The frame on this reverse-painted mirror is probably original and an example of how, in the late 18th and early 19th centuries, Chinese workshops copied frames of the style then popular in the West. Simpler than the frames of the preceding rococo period, the frames most often copied at this time were oval or rectangular, gilt, and included a row of carved ‘pearls’ along the glass, with a plant motif on the outer border, as seen here (T. Audric, Chinese Reverse Glass Painting, 1720-1820, Peter Lang, 2020, pp. 110-113).

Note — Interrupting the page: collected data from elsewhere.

PR #1937, opened 2019-10-24
Updated build.gradle to reflect CBL-Java restructure

pasin:


lib/build.gradle
```diff
@@ -139,26 +139,26 @@ android {
     externalNativeBuild {
         cmake {
             version "3.10.2"
-            path "${CBL_JAVA_DIR}/CMakeLists.txt"
+            path "${CBL_JAVA_DIR}/lib/CMakeLists.txt"
```
bmeike: I think it might be better to define CBL_JAVA_DIR to include 'lib'.  ... or, if necessary, to define a new var with the lib in it...

pasin: I will make the change.

PR #1945, opened 2020-01-14
CBL-632: Missing license in .zip file

bmeike:
Get correct license text into the .zip file

### DIFF
--- a/etc/jenkins/publish.sh
+++ b/etc/jenkins/publish.sh
@@ -9,7 +9,7 @@ MAVEN_URL="http://172.23.121.218/maven2/internalmaven"
 
 
 function usage() {
-    echo "Usage: $0 <release version> <build number> <artifacts path> <scratchspace path>"
+    echo "Usage: $0 <release version> <build number> <artifacts path> <workspace path>"
     exit 1
 }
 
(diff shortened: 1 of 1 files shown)


etc/jenkins/publish.sh
```diff
@@ -61,12 +61,12 @@ echo "======== Fetch library dependencies"
...
 
 echo "======== Create zip"
-ZIP_STAGING="${SCRATCH}/staging"
+ZIP_STAGING="${WORKSPACE}/staging"
 rm -rf "${ZIP_STAGING}"
 mkdir -p "${ZIP_STAGING}"
 pushd "${ZIP_STAGING}"
 cp "${ZIP_BUILD}/target/dependency/"*.jar . || exit 1
-curl "https://raw.githubusercontent.com/couchbase/build/master/license/couchbase-lite/LICENSE_${EDITION}.txt" -o LICENSE.TXT || exit 1
+cp "${WORKSPACE}/product-texts/mobile/couchbase-lite/license/LICENSE_${EDITION}.txt" .
```
pasin: Should the file be renamed to LICENSE.TXT as before?

bmeike: I don't know.  If you would prefer that, I can certainly make the change.  I assumed the "official" name was appropriate.

PR #552, opened 2022-05-05
Fix batch_size=500 to avoid exceeding max memory limit and requests_p…

sywhb:
…er_second=250 to throttle update requests

Fix batch_size=500 to avoid exceeding max memory limit and requests_per_second=250 to throttle update requests


sywhb:
https://www.elastic.co/guide/en/elasticsearch/reference/current/docs-update-by-query.html

jacksonh (approved):

PR #561, opened 2022-05-06
Faster save by reusing JSDOM

sywhb:


packages/api/src/utils/parser.ts
```diff
@@ -253,9 +254,8 @@ export const parsePreparedContent = async (
     // Format code blocks
     // TODO: we probably want to move this type of thing
     // to the handlers, and have some concept of postHandle
-    if (article?.content) {
-      const cWindow = new JSDOM(article?.content).window
-      cWindow.document.querySelectorAll('code').forEach((e) => {
+    if (article?.dom) {
+      article.dom.querySelectorAll('code').forEach((e) => {
```
jacksonh, line 258: nice. I didn't know that was available.

jacksonh (approved):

Interestingly, this 'pearl' style frame later become popular in China during the mid-19th century when reverse glass painting became a fashionable Chinese art, rather than strictly for the export market. The Chinese frames were typically un-gilded, and became known as the 'abacus frame'. They were the first permanent 'rigid' frames used in Chinese homes. Prior to the Western presentation of such frames at the Chinese aristocratic courts, they were unfamiliar with 'rigid' frames, as the traditional Chinese forms of display included paintings fastened onto rollers, with flexible frames, or papers printed with popular imagery and fixed directly to the wall (ibid., p. 109). Thus, the introduction of reverse-glass painting to China had a lasting influence not only on the history of Western interiors, but on that of Chinese interiors as well (ibid., p. 113).